Madame Viviane, como ella hubiera querido que la llamaran,  o la Vivi, como la llamaban en realidad,  no se sabía los nombres de sus alumnos. No es que hubiera tratado de aprendérselos y se le resistieran, es que no los quería saber. Había aprendido y olvidado demasiados, año tras año aprendiendo y olvidando caras con sus nombres asociados, y ya no tenía ganas ni interés. Para llamarlos  señalaba con el dedo y utilizaba el adverbio de lugar “ici”, si el alumno estaba cerca  de ella o ” là”,  si estaba un poco más lejos.

Roberta, que se sentaba pegada a la pared, siempre había sido mademoiselle Lá y Ana,  más cerca del pasillo y por tanto de las idas y venidas por el mismo de la Vivi, mademoiselle Ici.

No era simpática la Vivi, tampoco antipática, sí ausente, una de esas profesoras que se han hecho mayores dentro de un aula, están cansadas y tienen como principal deseo jubilarse para perder de vista a sus alumnos y retirarse del ruido y del jaleo de las clases, de los madrugones, del esfuerzo de un trabajo en el que la energía adolescente resulta avasalladora para un organismo en declive.

Casi todo el año llevaba un impermeable amarillo con un gorrito a juego que se sujetaba con una cinta por debajo de la barbilla.

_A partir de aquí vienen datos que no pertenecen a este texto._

PR #12, opened 2023-03-09
Update User_Experience.md

jolie-zh:


sophiaabolore (commented):
I think this was a really great description of the user experience domain. 

I think some ways it could be made even better is by encompassing the concepts of UX, Accessibility, and demographics as components in the broader designing process. Although there are differing views on what each stage of the design process is, one of the most popular is to 1. Empathize (understand the user and their needs) 2. Define (State Your Users' Needs and Problems - this is likely where the target demographic selection occurs) 3. Ideate—Challenge Assumptions and Create Ideas 4.  Prototype—Start to Create Solutions 5.  Test—Try Your Solutions Out (this is likely where testing for user experience and accessibility would come in). 

Here's a resource that might provide more information: https://www.interaction-design.org/literature/topics/design-thinking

A  mitad de clase sacaba de un envoltorio de papel de aluminio dos galletas maría y se ponía a comerlas muy despacio, royéndolas. Mientras lo hacía,  con una expresión de encontrarse  más en el interior de la galleta que en el del  aula,  iba explicando cuestiones gramaticales  o les hacía leer en voz alta algún texto.

Muchas veces se portaban mal con la Vivi, no en concreto ellas dos, las mademosilles Ici y Là, aunque también, porque hablaban, no le prestaban atención y se reían a la mínima incluso de cosas que no tenían gracia, incluso de nada,  solo por armar jaleo y perder tiempo de clase, pero no tanto como  el sector masculino que la tenía tomada con la mujer del gorrito amarillo. Un día que se asomó al pasillo, era otra de sus costumbres, como si así se acercara un poco más a la salida, a su ansiada jubilación, varios  de los monsieurs ici y lá se levantaron de golpe de sus mesas pisoteando muy fuerte sobre el suelo,  como si tuvieran pezuñas en vez de pies, cerraron la puerta de un empujón  y se quedaron apoyados sujetándola para que  no pudiera volver a entrar.

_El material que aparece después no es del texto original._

PR #16, opened 2023-03-10
Adding Django.

mchan7841:


Topics/Tech_Stacks.md
```diff
@@ -1 +1,184 @@
 ## Tech Stacks
+
+## Django
```
jorjani, line 3: Please move this to a Django specific file (maybe even under Python) and use references and links freely instead of bringing the content from somewhere else into the repo. What matters is making it accessible for students in the future (and updated) rather than "writing" the content into this repo

jorjani (changes requested):

Topics/Tech_Stacks.md
mchan7841: As you suggested, this has been moved to a Django file and the use of links and references is more widespread for future use of the content.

Desde dentro, por la parte superior y acristalada de la puerta,  veían algo de  su cabeza, esos pelos medio rubios medio blancos, escasos sobre el cráneo. Todos se reían dentro con gran excitación,  también mademoiselle  Ici y Lá.  Viviane estaba fuera, mirando el largo pasillo en sombra, sin hacer ni decir nada, solo esperaba, sabía por experiencia que sin oposición no había diversión. Al cabo de un rato los  chicos  volvieron a sus sitios, ella  entró, abrió su envoltorio de papel de aluminio, mordisqueó una de las galletas y concentrada en su sabor, refugiada allí, prosiguió la clase con un ligero temblor de voz.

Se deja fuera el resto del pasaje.